The following morning, police arrive at the Weiler residence with a warrant for Ray. Greta is subsequently taken by child services, as Sonya, though now eighteen, does not have legal guardianship of her. Meanwhile, Ray arrives in Reno with Eddie, where he begins planning new schemes, but is remorseful of leaving his daughters behind. He drives back to Portland from Reno in the middle of the night, and returns to find his house empty. In the morning, Ray visits the home of the judge overseeing his case, and pleads that he protect Sonya and Greta from having to testify.

A day later, Sonya attends her high school graduation from Edgemont Academy. After the ceremony, she apologizes to Mr. Webster for her father's actions, and tells him she plans on working a summer job to repay him. Moments later, Ray and Greta arrive at the graduation, escorted in a police car. Ray gifts Sonya an expensive writing pen as a graduation gift. In a voiceover narration, Sonya recounts the events of the years after, in which she raised Greta while her father served his prison sentence; after his release, he continued to be obsessed with business opportunities, particularly ones involving metals, ore, and space technology of the time. Some years later, Ray went into the mountains on an excursion, and froze to death.

==Production==
Filming took place in Portland, Oregon in the fall of 1993.

==Release==
Imaginary Crimes was given a limited theatrical release in the United States in October 1994, earning a total of $89,611 at the U.S. box office.

===Critical response===
John Griffin of the Montreal Gazette praised the film for its performances, which he characterized as "uniformly amazing." In his review, Griffin also chastised the film's distributor, Warner Bros. Pictures, for giving it a limited release, writing: "The biggest crime associated with Imaginary Crimes is that you'll probably never see it." The Philadelphia Daily Newss Gary Thompson noted this in his review, observing that large studios did not know how to properly market familial dramas of this nature, describing it as "unrelentingly downbeat" and "thoughtfully made."

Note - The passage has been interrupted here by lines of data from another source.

PR #5815, opened 2024-03-04
backend/ONDC-added track and ontrack changes

RitikaHanish:
## Type of Change
backend/ONDC-added track and ontrack changes

- [ ] Bugfix
- [ ] New feature
- [x] Enhancement
- [ ] Refactoring
- [ ] Dependency updates

## Description
backend/ONDC-added track and ontrack changes

### DIFF
--- a/Backend/app/rider-platform/rider-app/Main/src/Domain/Action/Beckn/OnTrack.hs
+++ b/Backend/app/rider-platform/rider-app/Main/src/Domain/Action/Beckn/OnTrack.hs
@@ -15,36 +15,68 @@
 module Domain.Action.Beckn.OnTrack
   ( onTrack,
     OnTrackReq (..),
+    TrackingLocation (..),
     validateRequest,
   )
 where
 
+import qualified Beckn.OnDemand.Utils.Common as Common
 import Domain.Types.Ride
 import EulerHS.Prelude hiding (id)
+import Kernel.Beam.Functions as B
+import Kernel.Storage.Esqueleto.Config (EsqDBReplicaFlow)
+import qualified Kernel.Storage.Hedis as Hedis
+import qualified Kernel.Types.Beckn.Gps as Gps
 import Kernel.Types.Common hiding (id)
 import Kernel.Types.Id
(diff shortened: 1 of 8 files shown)


Backend/app/rider-platform/rider-app/Main/src/Domain/Action/Beckn/OnTrack.hs
```diff
@@ -15,36 +15,68 @@
...
-    ValidatedOnTrackReq
-      { ..
-      }
+  booking <- B.runInReplica $ QRB.findById ride.bookingId >>= fromMaybeM (BookingDoesNotExist ride.bookingId.getId)
+  isValueAddNP <- CQVAN.isValueAddNP booking.providerId
+  if isValueAddNP && isNothing trackUrl
+    then throwError $ InvalidRequest "TrackUrl is required for ValueAddNP"
+    else
+      if not isValueAddNP && isNothing trackingLocation
+        then throwError $ InvalidRequest "TrackingLocation is required for non ValueAddNP"
```
NikithShetty, line 77: Update the error message to `TrackingLocation is required` since this error will be transmitted over the network

Backend/lib/shared-services/package.yaml
```diff
@@ -1,3 +1,8 @@
+# hpack defaults
```
NikithShetty, line 1: skip this diff?

NikithShetty (changes requested):

Backend/app/rider-platform/rider-app/Main/src/Domain/Action/Beckn/OnTrack.hs
RitikaHanish: @NikithShetty We need to do error handling anyway as per spec. it can be taken with that ?

Backend/lib/shared-services/package.yaml
RitikaHanish: This is generated by pre-commit hook, it will keep on coming every time.

PR #5943, opened 2024-03-13
backend/nix: Avoid unnecessary rebuilds

srid:
With this change, when non-Haskell-related files change, the Haskell nix packages won't be rebuilt.

cf. https://github.com/srid/haskell-flake/issues/269


srid:
n/m - this is already the case for packages in subdir.

PR #6102, opened 2024-03-26
backend/fix: race condition of multiple booking creation

jaypalmudaliyar24:
## Type of Change

- [x] Bugfix

## Description

Before creating a booking in `on_select`, after above change we will first try to acquire lock on the basis of `personId`, to avoid multiple booking creation for same person.

## Motivation and Context

Fixes race condition of multiple booking creation for same person at same time when consecutive `on_select` callbacks are received. 

## How did you test it?

Tested locally.

## Checklist

### DIFF
--- a/Backend/app/rider-platform/rider-app/Main/src/Domain/Action/Beckn/OnSelect.hs
+++ b/Backend/app/rider-platform/rider-app/Main/src/Domain/Action/Beckn/OnSelect.hs
@@ -110,9 +110,9 @@ onSelect OnSelectValidatedReq {..} = do
       let lowestFareQuote = selectLowestFareQuote quotes
       case lowestFareQuote of
         Just autoAssignQuote -> do
-          isLockAcquired <- SConfirm.tryInitTriggerLock person.id
+          isLockAcquired <- SConfirm.tryInitTriggerLock autoAssignQuote.requestId
           when isLockAcquired $ do
-            let dConfirmReq = SConfirm.DConfirmReq {personId = person.id, quoteId = autoAssignQuote.id, paymentMethodId = searchRequest.selectedPaymentMethodId}
+            let dConfirmReq = SConfirm.DConfirmReq {personId = person.id, quote = autoAssignQuote, paymentMethodId = searchRequest.selectedPaymentMethodId}
             dConfirmRes <- SConfirm.confirm dConfirmReq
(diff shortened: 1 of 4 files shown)


Backend/app/rider-platform/rider-app/Main/src/Domain/Action/Beckn/OnSelect.hs
```diff
@@ -110,11 +110,13 @@ onSelect OnSelectValidatedReq {..} = do
       let lowestFareQuote = selectLowestFareQuote quotes
       case lowestFareQuote of
         Just autoAssignQuote -> do
-          let dConfirmReq = SConfirm.DConfirmReq {personId = person.id, quoteId = autoAssignQuote.id, paymentMethodId = searchRequest.selectedPaymentMethodId}
-          dConfirmRes <- SConfirm.confirm dConfirmReq
-          becknInitReq <- ACL.buildInitReqV2 dConfirmRes
-          handle (errHandler dConfirmRes.booking) $
-            void . withShortRetry $ CallBPP.initV2 dConfirmRes.providerUrl becknInitReq
+          isLockAcquired <- SConfirm.tryInitTriggerLock person.id
```
hkmangla, line 113: Why both locks are `tryInitTriggerLock`?

hkmangla (changes requested):

Backend/app/rider-platform/rider-app/Main/src/Domain/Action/Beckn/OnSelect.hs
hkmangla: And lock shouldn't be on person.id, it should be on search request id.

jaypalmudaliyar24: > Why both locks are tryInitTriggerLock?
as we are trying to acquire lock thats why try is used, in case we don't get lock we need to throwError in autoAssign false case (for UI API [here](https://github.com/nammayatri/nammayatri/pull/6102/files#:~:text=isLockAcquired%20%3C%2D%20SConfirm.tryInitTriggerLock%20personId))
and wanted to keep same locking function for both.

> And lock shouldn't be on person.id, it should be on search request id.
fixed.

hkmangla (approved):

PR #6511, opened 2024-04-22
Fixed drivers Lat Lon not coming for other elements other than head i…

MercyQueen:


Backend/app/rider-platform/rider-app/Main/src/Beckn/OnDemand/Utils/OnSearch.hs
```diff
@@ -251,11 +251,36 @@ makeLatLong provider vehicleVariant location = do
...
+            >>= ( \itemfullfillment ->
+                    provider.providerFulfillments
+                      >>= ( \provFul ->
+                              Just (filterFulfillmentsByFulfillmentId provFul itemfullfillment)
+                          )
+                )
+        )
+
+    filterFulfillmentsByFulfillmentId providerFulfillments arrFullFIllment = do
+      let result = filter (\fulf -> listToMaybe arrFullFIllment == fulf.fulfillmentId) providerFulfillments
```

The San Francisco Examiners Scott Rosenberg gave the film a middling review, noting that, though Keitel's performance is strong, the film "makes no effort to explore Ray's inner life... Imaginary Crimes shows us what a [[David Mamet|[David] Mamet]]-style con artist would look like through the eyes of a teenage daughter. It's a surprisingly gentle picture."

===Home media===
Warner Home Video released Imaginary Crimes on DVD on December 5, 2000. Mill Creek Entertainment released a Blu-ray double feature disc of the film alongside Silent Fall (1994) in October 2020.